Saved data entries:
# # # # #
Issue #470, opened 2019-06-14
Add state reconstruction support to resource module


dongahn:
This will be one of the work items for the next year. Looking at the scheduler interface, it feels like we can get some good mileage by using a scheduler state reconstruction scheme instead of the traditional checkpoint/restart-based resiliency.

At initialization, the resource match service can walk through each and every currently allocated (or reserved) job and then fetch `R` associated with each job. Then, this service can simply update the resource graph data store using this information. 

We don't currently have ways to update the resource data store in this way. I have to believe it is quite doable. We will need some initial feasibility study though. One thing that isn't immediately clear to me is how easy or difficult we can reconstruct some of the metadata like pruning filter states etc in addition to the resource vertex allocation data. 

The traditional technique would be the checkpoint and restart thereby the scheduler periodically dumps the resource data store state somewhere and restarts when we need it. But given that much of the job state is already kep at the job-manager and kvs, it seems the traditional approach would be an overkill in terms of performance. And perhaps more importantly, this can lead to state inconsistency between the scheduler state and job-manager and kvs state. Of course, with this, we will loose the reservation (for backfilling) information that was made at the last scheduler loop as we won't store this into the kvs job schema. But I have to believe this can be accurate recomputed as far as we can accurately reconstruct the currently allocated jobs state.

BTW, this assumes that job-manager and kvs will be resilient. But this is something we must solve in this timeframe anyway.

dongahn:
This also tells me that `R` here must be *full*. Without `JFG` section (IOW, only with `R_lite`), we won't be able to reconstruct the state. Finally, it feels like we really want to put some thoughts for https://github.com/flux-framework/flux-sched/issues/444 so that we can use this JGF reader work not only for nested scheduling support but also this kind of reconstruction-based resiliency scheme.

dongahn:
@garlick or @grondo: It appears that the hello callback invoked by job-manager is currently only being passed an `R` string per each allocated job. Was there any reason that their jobids are not passed as well? The reason I'm asking is that all of the fail-over cases for the scheduler components (`qmanager` and `resource`) would need the jobid per each existing allocated job to be efficient with their state reconstruction schemes.

garlick:
Part of the design for minimizing complexity in the scheduler was to make it a "resource allocator" that is not job aware.  I think we could attach the jobid trivially, if it's needed.

Note: eventually we will return R fragments, not the original full R, when parts of the job terminate before others.   For now it's the full allocated R.

[...]

PR #493, opened 2019-07-12
qmanager: Add hello/exception callback support

### LINKED ISSUE #492: Exception and hello callback implementation within qmanager
From @garlick, as part of PR #481, 

- Your qmanager jobmanager_hello_cb needs to be filled in so that resources that are already allocated when the module loads can be marked allocated.
- Your qmanager jobmanager_exception_cb needs to be filled in so that flux job cancel works for jobs that have an outstanding alloc request.

dongahn:
This PR fills in hello callback and exception callback as required by job-manager. The hello callback allows `qmanager` to fill in its running queue as part of load sequence and the exception callback allows for canceling the pending jobs (i.e., jobs with pending alloc requests).

Note that the hello callback is working in progress towards full resilience. More comprehensive solution with respect to `resource` will require a solution for Issue #470. This isn't planned until later this year.

Resolve #492.

### DIFF
--- a/qmanager/modules/qmanager.cpp
+++ b/qmanager/modules/qmanager.cpp
@@ -162,21 +162,22 @@ static qmanager_ctx_t *qmanager_new (flux_t *h)
         flux_log_error (h, "%s: create_queue_policy", __FUNCTION__);
         goto out;
     }
-    if (schedutil_hello (h, jobmanager_hello_cb, ctx) < 0) {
# # # # #
### What you will do
Please copy exactly the lines from the first line of the records above through the line containing "This will be", including both, and nothing more.

### Output below
Issue #470, opened 2019-06-14
Add state reconstruction support to resource module


dongahn:
This will be one of the work items for the next year. Looking at the scheduler interface, it feels like we can get some good mileage by using a scheduler state reconstruction scheme instead of the traditional checkpoint/restart-based resiliency.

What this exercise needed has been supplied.